Pretraining vs Instruction Tuning

Three stages, three objectives

A modern chat model like Claude or GPT-4 didn't come from one training run. It went through three distinct phases:

1. Pretraining

The model is shown trillions of tokens of raw text and trained to predict the next token. This is unsupervised — no labels, just the corpus. The resulting base model can complete text but has no notion of "helpful assistant". Ask it a question and it might continue with more questions, because that's what its training data did.

2. Supervised Fine-Tuning (SFT)

Humans write thousands of high-quality (instruction, response) pairs. The model is trained to imitate them.
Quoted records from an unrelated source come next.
PR #13168, opened 2024-10-09
chore: update decorator for TS update

Lightning00Blade:
There are still some issues with Api-extractor that I need to figure out before I can update the TS version.

### DIFF
--- a/packages/puppeteer-core/src/api/ElementHandle.ts
+++ b/packages/puppeteer-core/src/api/ElementHandle.ts
@@ -110,6 +110,65 @@ export interface ElementScreenshotOptions extends ScreenshotOptions {
 }
 
 /**
+ * A given method will have it's `this` replaced with an isolated version of
+ * `this` when decorated with this decorator.
+ *
+ * All changes of isolated `this` are reflected on the actual `this`.
+ *
+ * @internal
+ */
+export function bindIsolatedHandle<This extends ElementHandle<Node>>(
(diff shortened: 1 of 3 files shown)


packages/puppeteer-core/src/api/ElementHandle.ts
```diff
@@ -109,6 +109,65 @@ export interface ElementScreenshotOptions extends ScreenshotOptions {
...
 
+/**
+ * A given method will have it's `this` replaced with an isolated version of
+ * `this` when decorated with this decorator.
+ *
+ * All changes of isolated `this` are reflected on the actual `this`.
+ *
+ * @internal
+ */
+export function bindIsolatedHandle<This extends ElementHandle<Node>>(
```
OrKoN, line 120: since we are moving it, can we move it to the decorators.ts if that works?

Lightning00Blade: It should work it's a function and the types should allow. Let me try.

OrKoN (approved):

packages/puppeteer-core/src/api/ElementHandle.ts
Lightning00Blade: We can't move it due to the use of `instance of JsHandle` as it created a cycle dependencies.

OrKoN (approved):

PR #13203, opened 2024-10-16
chore(dependecies): update EsLint to v9

Lightning00Blade:
Let's review carefully the old config is still in the PR for comparison (`old-eslintrc.js`).  
Split in separate commits so it should easier to digest.


OrKoN (approved):

OrKoN (approved):
looks good I think. Let's land this.

OrKoN:
@Lightning00Blade let's add the stylistic rules (but in a separate CL).

PR #13216, opened 2024-10-22
ci: simplify test suites format

OrKoN:
- removes platforms that are outdated and not actually used (ci.yml determines if a test suite is run).
- also removes expectedLineCoverage which is mostly not used and does not make much sense with how our codebase is structured.

### DIFF
--- a/tools/mocha-runner/src/mocha-runner.ts
+++ b/tools/mocha-runner/src/mocha-runner.ts
@@ -20,7 +20,6 @@ import {
   zPlatform,
   zTestSuiteFile,
   type MochaResults,
-  type Platform,
   type TestExpectation,
   type TestSuite,
   type TestSuiteFile,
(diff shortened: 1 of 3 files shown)


tools/mocha-runner/src/mocha-runner.ts
```diff
@@ -238,13 +228,7 @@ async function main() {
...
         [
           ...(useCoverage
-            ? [
-                'c8',
-                '--check-coverage',
-                '--lines',
-                String(suite.expectedLineCoverage),
-                'npx',
-              ]
+            ? ['c8', '--check-coverage', '--lines', '90', 'npx']
```
Lightning00Blade, line 231: How about we remove this all together, it's not a meaningful representation considering we have BiDi and CDP, implementation. We need to merge all the runs and the gather the coverage (Firefox vs  Chrome Launcher etc.).

OrKoN: We can consider it later, for now, it is very similar behavior.

Lightning00Blade (approved):

Issue #13180, opened 2024-10-11
[acceptInsecureCerts.spec] acceptInsecureCerts "before each" hook for "should work" break often


OrKoN:
Example https://github.com/puppeteer/puppeteer/actions/runs/11290813220/job/31403444041?pr=13179

  1) acceptInsecureCerts
       "before each" hook for "should work":
     ProtocolError: Protocol error (Target.createBrowserContext): Session with given id not found.
      at Callback.<instance_members_initializer> (packages/puppeteer-core/src/common/CallbackRegistry.ts:114:12)
      at new Callback (packages/puppeteer-core/src/common/CallbackRegistry.ts:119:3)
      at CallbackRegistry.create (packages/puppeteer-core/src/common/CallbackRegistry.ts:27:22)
      at Connection._rawSend (packages/puppeteer-core/src/cdp/Connection.ts:125:22)
      at Connection.send (packages/puppeteer-core/src/cdp/Connection.ts:109:17)
      at CdpBrowser.createBrowserContext (packages/puppeteer-core/src/cdp/Browser.ts:207:55)
      at Context.<anonymous> (test/src/acceptInsecureCerts.spec.ts:35:41)
      at processImmediate (node:internal/timers:483:21)

  2) acceptInsecureCerts
       "after each" hook for "should work":
     ProtocolError: Protocol error (Target.disposeBrowserContext): Failed to find context with id 0BD16D6BBB13C3A95D3E2DE0E24102D5
      at Callback.<instance_members_initializer> (packages/puppeteer-core/src/common/CallbackRegistry.ts:114:12)
      at new Callback (packages/puppeteer-core/src/common/CallbackRegistry.ts:119:3)
      at CallbackRegistry.create (packages/puppeteer-core/src/common/CallbackRegistry.ts:27:22)
      at Connection._rawSend (packages/puppeteer-core/src/cdp/Connection.ts:125:22)
      at Connection.send (packages/puppeteer-core/src/cdp/Connection.ts:109:17)
      at CdpBrowser._disposeContext (packages/puppeteer-core/src/cdp/Browser.ts:235:28)
      at CdpBrowserContext.close (packages/puppeteer-core/src/cdp/BrowserContext.ts:99:25)
      at Context.<anonymous> (test/src/acceptInsecureCerts.spec.ts:40:25)
      at processImmediate (node:internal/timers:483:21)

Lightning00Blade:
[...]

PR #13219, opened 2024-10-22
chore: fix the hook issue

Lightning00Blade:
Let's try and see if this improves the problem with the hooks - https://github.com/puppeteer/puppeteer/issues/13180


test/src/acceptInsecureCerts.spec.ts
```diff
@@ -41,7 +42,7 @@ describe('acceptInsecureCerts', function () {
   });
 
   describe('Response.securityDetails', function () {
-    it('should work', async () => {
+    it.only('should work', async () => {
```
OrKoN: remove .only?

OrKoN (approved):

PR #13221, opened 2024-10-22
chore(dependencies): update to TS 5.6

Lightning00Blade:
So I looked more into it and it seems that our dependencies were in the wrong place resulting in the errors.
Moving them to the top level as it should be resolves the issue.
Update the relative packages that need 5.6.


OrKoN:
Is it possible to split the TS upgrade and formatting changes?

OrKoN (approved):

PR #13223, opened 2024-10-22
chore(dependencies): update GTS to v6

Lightning00Blade:
Changes split in commits.


Herebyfile.mjs
```diff
@@ -86,7 +86,7 @@ export const docsBrowserSupportTask = task({
     }
     await writeFile(
       'docs/supported-browsers.md',
-      spliceIntoSection('version', content, buffer.join('\n'))
+      spliceIntoSection('version', content, buffer.join('\n')),
```
OrKoN, line 89: could we turn off the trailing comma? It results in too many changes so I would rather avoid it since this is not the style we have been using till now

Lightning00Blade: This matches Google's prettier config, I would prefer to follow that than invent our own style.

OrKoN: I do not find anything in https://google.github.io/styleguide/tsguide.html

OrKoN (approved):

PR #13226, opened 2024-10-23
chore: limit RegEx-ed strings

Lightning00Blade:


packages/puppeteer-core/src/cdp/AriaQueryHandler.ts
```diff
@@ -35,6 +35,10 @@ const isKnownAttribute = (
 const ATTRIBUTE_REGEXP =
   /\[\s*(?<attribute>\w+)\s*=\s*(?<quote>"|')(?<value>\\.|.*?(?=\k<quote>))\k<quote>\s*\]/g;
 const parseARIASelector = (selector: string): ARIASelector => {
+  if (selector.length > 1_000) {
```
OrKoN: could we go with 1k here?

OrKoN: s/1k/10k

Lightning00Blade: Let me try, though I think 1K is reasonable as well.

OrKoN (approved):

PR #14016, opened 2025-07-11
feat(webdriver): support network response content in BiDi

sadym-chromium:
Setup data collectors in advance. Tolerate not implemented data collectors.

### DIFF
--- a/packages/puppeteer-core/src/bidi/Browser.ts
+++ b/packages/puppeteer-core/src/bidi/Browser.ts
@@ -108,8 +108,8 @@ export class BidiBrowser extends Browser {
 
     await session.send('network.addDataCollector', {
       dataTypes: [Bidi.Network.DataType.Response],
-      // TODO: check what would be the proper limit.
-      maxEncodedDataSize: 1 * 1024 * 1024 * 1024 // 1 GB.
+      // Buffer size of 200 MB is equivalent to the CDP:
+      maxEncodedDataSize: 200 * 1000 * 1000 // 200 MB
     })
 
     const browser = new BidiBrowser(session.browser, opts);
--- a/packages/puppeteer-core/src/bidi/Browser.ts
+++ b/packages/puppeteer-core/src/bidi/Browser.ts
@@ -21,6 +21,7 @@ import type {Page} from '../api/Page.js';
 import type {Target} from '../api/Target.js';
 import type {Connection as CdpConnection} from '../cdp/Connection.js';
 import type {SupportedWebDriverCapabilities} from '../common/ConnectOptions.js';
+import {ProtocolError} from '../common/Errors.js';
 import {EventEmitter} from '../common/EventEmitter.js';
 import {debugError} from '../common/util.js';
 import type {Viewport} from '../common/Viewport.js';
@@ -106,12 +107,20 @@ export class BidiBrowser extends Browser {
       }) as [string, ...string[]],
     );
 
-    await session.send('network.addDataCollector', {
-      dataTypes: [Bidi.Network.DataType.Response],
-      // Buffer size of 20 MB is equivalent to the CDP:
-      maxEncodedDataSize: 20 * 1000 * 1000, // 20 MB
-    });
-
+    try {
+      await session.send('network.addDataCollector', {
+        dataTypes: [Bidi.Network.DataType.Response],
+        // Buffer size of 20 MB is equivalent to the CDP:
+        maxEncodedDataSize: 20 * 1000 * 1000, // 20 MB
+      });
+    } catch (err) {
+      if (err instanceof ProtocolError) {
+        // Ignore protocol errors, as the data collectors can be not implemented.
+        debugError(err);
+      } else {
+        throw err;
+      }
+    }
     const browser = new BidiBrowser(session.browser, opts);
     browser.#initialize();
     return browser;
--- a/packages/puppeteer-core/src/bidi/Browser.ts
+++ b/packages/puppeteer-core/src/bidi/Browser.ts
@@ -106,6 +106,12 @@ export class BidiBrowser extends Browser {
       }) as [string, ...string[]],
     );
 
+    await session.send('network.addDataCollector', {
+      dataTypes: [Bidi.Network.DataType.Response],
+      // TODO: check what would be the proper limit.
+      maxEncodedDataSize: 1 * 1024 * 1024 * 1024 // 1 GB.
+    })
+
     const browser = new BidiBrowser(session.browser, opts);
     browser.#initialize();
     return browser;
--- a/packages/puppeteer-core/src/bidi/Browser.ts
+++ b/packages/puppeteer-core/src/bidi/Browser.ts
@@ -109,8 +109,8 @@ export class BidiBrowser extends Browser {
     await session.send('network.addDataCollector', {
       dataTypes: [Bidi.Network.DataType.Response],
       // Buffer size of 200 MB is equivalent to the CDP:
-      maxEncodedDataSize: 200 * 1000 * 1000 // 200 MB
-    })
+      maxEncodedDataSize: 200 * 1000 * 1000, // 200 MB
+    });
 
     const browser = new BidiBrowser(session.browser, opts);
     browser.#initialize();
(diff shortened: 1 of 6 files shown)


packages/puppeteer-core/src/bidi/Browser.ts
```diff
@@ -106,6 +106,12 @@ export class BidiBrowser extends Browser {
       }) as [string, ...string[]],
     );
 
+    await session.send('network.addDataCollector', {
+      dataTypes: [Bidi.Network.DataType.Response],
+      // TODO: check what would be the proper limit.
+      maxEncodedDataSize: 1 * 1024 * 1024 * 1024 // 1 GB.
```
OrKoN: let's use the same defaults as in CDP (we do not change them). See the inspector_network_agent for the current values.

packages/puppeteer-core/src/bidi/core/Request.ts
```diff
@@ -34,6 +36,8 @@ export class Request extends EventEmitter<{
     return request;
   }
 
+  #responseCompleteDeferred = Deferred.create<void, Error>();
```
OrKoN: do we need a deferred here? let's just let the code to query without regard to the lifecycle. Do any tests depend on this deferred?

packages/puppeteer-core/src/bidi/Browser.ts
sadym-chromium: Changed to 200 MB [as in CDP](https://source.chromium.org/chromium/chromium/src/+/main:third_party/blink/renderer/core/inspector/inspector_network_agent.cc;drc=33bc4b06a9ed6afd05d0065f907910e1da59e712;l=132).

OrKoN: It should be 20 MB as it per resource and not total

packages/puppeteer-core/src/bidi/core/Request.ts
sadym-chromium: [[network.spec] network Response.text should wait until response completes](https://github.com/puppeteer/puppeteer/blob/d012588b7a3fe649b0919ec14d0878390433cf6b/test/src/network.spec.ts#L339)

OrKoN: chromium-bidi is expected to already await internally https://w3c.github.io/webdriver-bidi/#command-network-getData (step 9)

OrKoN: Also, even if we need the waiter in the client side we should add it to the HTTPResponse and not to the core/, using rxjs to properly handle timeouts/closures/etc

packages/puppeteer-core/src/bidi/HTTPRequest.ts
```diff
@@ -331,6 +331,10 @@ export class BidiHTTPRequest extends HTTPRequest {
   timing(): Bidi.Network.FetchTimingInfo {
     return this.#request.timing();
   }
+
+  getResponseContent(): Promise<Uint8Array> {
+    return this.#request.getResponseContent();
```
OrKoN, line 336: why do we need to fetch response via the request?

sadym-chromium: the session is stored in the "Request", not "HTTPRequest" or "HTTPResponse". Do you think we should rather add session to the `HTTPResponse` and `HTTPRequest`?

OrKoN: The session is a wrapper `this.#request.frame().browsingContext.userContext.browser.session` but I do not think we should call it directly from "HTTPRequest" or "HTTPResponse". I forgot that we actually do not have a core/Response.ts defined and I am not sure this is justified to introduce it now. So resolving this.

packages/puppeteer-core/src/bidi/Browser.ts
sadym-chromium: ack, fixed

packages/puppeteer-core/src/bidi/core/Request.ts
sadym-chromium: removed

packages/puppeteer-core/src/bidi/core/Request.ts
```diff
@@ -110,6 +112,9 @@ export class Request extends EventEmitter<{
       this.#response = event.response;
       this.#event.request.timings = event.request.timings;
       this.emit('success', this.#response);
+      // TODO: clarify behavior in case of redirect.
+      // this.#responseCompleteDeferred.resolve();
```
OrKoN: remove the commented out promise?

for redirects, we expect the response of the last hop only

packages/puppeteer-core/src/bidi/Browser.ts
```diff
@@ -106,6 +106,12 @@ export class BidiBrowser extends Browser {
       }) as [string, ...string[]],
     );
 
+    await session.send('network.addDataCollector', {
```
OrKoN: you need to catch and suppress the error here because Firefox does not support this yet

test/TestExpectations.json
```diff
@@ -1625,6 +1604,20 @@
...
+  {
+    "testIdPattern": "[network.spec] network Response.text should throw when requesting body of redirected response",
+    "platforms": ["linux"],
+    "parameters": ["chrome", "headless", "webDriverBiDi"],
+    "expectations": ["FAIL"],
+    "comment": "TODO: investigate"
+  },
+  {
+    "testIdPattern": "[network.spec] network Response.text should wait until response completes",
+    "platforms": ["linux"],
```
OrKoN: probably you want all platforms

test/TestExpectations.json
```diff
@@ -111,27 +111,13 @@
...
-    "comment": "https://github.com/w3c/webdriver-bidi/issues/747"
-  },
   {
     "testIdPattern": "[network.spec] network Response.remoteAddress *",
     "platforms": ["darwin", "linux", "win32"],
     "parameters": ["webDriverBiDi"],
     "expectations": ["FAIL"],
     "comment": "Bidi does not have equivalent field"
   },
-  {
```
OrKoN, line 128: you probably want to keep these expectations for Firefox

sadym-chromium: Do `"parameters": ["webDriverBiDi"]` apply fofr Firefox?

OrKoN: yes

sadym-chromium: done

packages/puppeteer-core/src/bidi/Browser.ts
sadym-chromium: done

test/TestExpectations.json
sadym-chromium: done

test/TestExpectations.json
```diff
@@ -1625,6 +1625,20 @@
...
   },
+  {
+    "testIdPattern": "[network.spec] network Response.text should throw when requesting body of redirected response",
+    "platforms": ["darwin", "linux", "win32"],
+    "parameters": ["chrome", "headless", "webDriverBiDi"],
+    "expectations": ["FAIL"],
+    "comment": "TODO: investigate"
+  },
+  {
+    "testIdPattern": "[network.spec] network Response.text should wait until response completes",
```
sadym-chromium: CDP relies on [`Network.loadingFinished`](https://chromedevtools.github.io/devtools-protocol/tot/Network/#event-loadingFinished), while BiDi relies on [`Network.responseReceived`](https://chromedevtools.github.io/devtools-protocol/tot/Network/#event-responseReceived) + [`Network. responseReceivedExtraInfo`](https://chromedevtools.github.io/devtools-protocol/tot/Network/#event-responseReceivedExtraInfo) to define "RequestFinished".

OrKoN: Could you add this to the comment and link the issue? 

What's the practical difference between the events? IIRC loadingFinished would be emitted almost at the same time responseReceived

OrKoN (approved):
LGTM thanks

test/TestExpectations.json
OrKoN: (saw it is already added)

sadym-chromium:
@OrKoN I will take care of the PR, please don't rebase it

PR #14019, opened 2025-07-12
ci: fix last maintained version

OrKoN:


tools/update_browser_revision.mjs
```diff
@@ -211,21 +211,11 @@ async function updateLastMaintainedChromeVersion(oldVersion, newVersion) {
       return browserVersions['chrome'];
     },
   );
-  if (browserVersions.indexOf(newVersion) !== -1) {
```
OrKoN, line 214: the new version was already added to the list so this was always returning early

tools/update_browser_revision.mjs
```diff
@@ -211,21 +211,11 @@ async function updateLastMaintainedChromeVersion(oldVersion, newVersion) {
...
   const newSemVer = new SemVer(newVersion, true);
 
   if (newSemVer.compareMain(oldSemVer) !== 0) {
-    const lastMaintainedSemVer = new SemVer(
-      versionData.lastMaintainedChromeVersion,
-      true,
-    );
-    const newLastMaintainedMajor = lastMaintainedSemVer.major + 1;
-
+    const newLastMaintainedMajor = newSemVer.major - 3;
```
OrKoN, line 218: I think it's more robust to just take the current version -3 instead of incrementing each time

Lightning00Blade (approved):

PR #14024, opened 2025-07-14
feat: add debugging highlight to ElementHandle.click()

OrKoN:
This PR adds an option for debugging clicks called debugHighlight. If set to to true, it will insert an animated element at the location that was clicked. It is experimental and might not work on all pages. The highlight would not persist across navigations.


Lightning00Blade (approved):
LGTM

PR #14028, opened 2025-07-15
chore: sync Firefox contentblocking preference change from Bug 1977066

juliandescottes:
The "cm" value is no longer recognized since Firefox 139 and can be safely updated to the new expected value.


juliandescottes:
cc @OrKoN

OrKoN (approved):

After this it behaves like an assistant — answers questions, follows instructions — but its outputs may be confidently wrong or unsafe.

3. Reinforcement Learning from Human Feedback (RLHF)

Humans rank pairs of responses by preference. A reward model is trained on those rankings. The base model is then fine-tuned (typically with PPO or DPO) to maximise the reward model's score. This is what makes responses feel helpful — concise, accurate, refusing harmful requests.

Why this matters for users

System prompts are how the SFT/RLHF phase taught the model to take role-conditioning seriously. Use them.
Refusals come from RLHF — the model was rewarded for refusing certain content.
"Hallucinations" are partly a pretraining artefact (the model was rewarded for plausible-sounding text) that RLHF only partly corrects.

DPO is the modern default

Direct Preference Optimization (Rafailov et al., 2023) skips the reward-model + PPO step by directly fitting preferences. It is simpler, more stable, and now the default at most labs.